D. corpulenta is native to eastern Asia. Its range includes Khabarovsk Krai and Primorsky Krai in the Russian Far East, the Chinese provinces of Anhui, Beijing, Fujian, Henan, Hubei, Hunan, Jiangsu, Liaoning, Nei Monggol, Shandong, Shanxi, Sichuan, Xingiang Uygur, Xizang, Yunnan and Zhejiang, as well as Hong Kong, Japan, North Korea and South Korea.

==Hosts==
Like other scale insects, nymphs and adult females of D. corpulenta feed by sucking sap from the host plant. This species has been found feeding on plants in 30 genera in 22 families.
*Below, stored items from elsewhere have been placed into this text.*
PR #220, opened 2019-11-05
Completed Assignment 5

matHopg:
Got everything completed. Feedback for dataloader tests would be appreciated as I feel I could get more code coverage. Thanks

### DIFF
--- a/Mailbox.Tests/DataLoaderTests.cs
+++ b/Mailbox.Tests/DataLoaderTests.cs
@@ -1,0 +1,56 @@
+﻿using Microsoft.VisualStudio.TestTools.UnitTesting;
+using System;
+using System.Collections.Generic;
+using System.IO;
+using System.Text;
+
+namespace Mailbox.Tests
+{
+    [TestClass]
+    public class DataLoaderTests
+    {
+        [TestMethod]
+        [ExpectedException(typeof(ArgumentNullException))]
+        public void Load_StreamIsNull_ThrowException()
+        {
+            DataLoader dataLoader = new DataLoader(null);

These include a number of useful and ornamental trees and shrubs including Amelanchier asiatica, Malus prunifolia, Malus pumila, Prunus persica, Pseudocydonia sinensis, Sorbaria sorbifolia, Spiraea japonica, Castanea sativa, Castanopsis cuspidata, Lithocarpus glaber, Quercus acuta, Quercus dentata, Quercus mongolica, Quercus serrata, Acer barbinerve, Acer mono, Malvaviscus arboreus, Ficus carica and Cornus officinalis.

==Life cycle==
Very few males are seen in contrast with the large numbers of females that infest the host trees. When the females are fully mature, they descend to the ground and lay their eggs in the leaf litter. In Japan there is a single generation each year, with both male and female adults emerging in April and May, and egg deposition occurring a month later.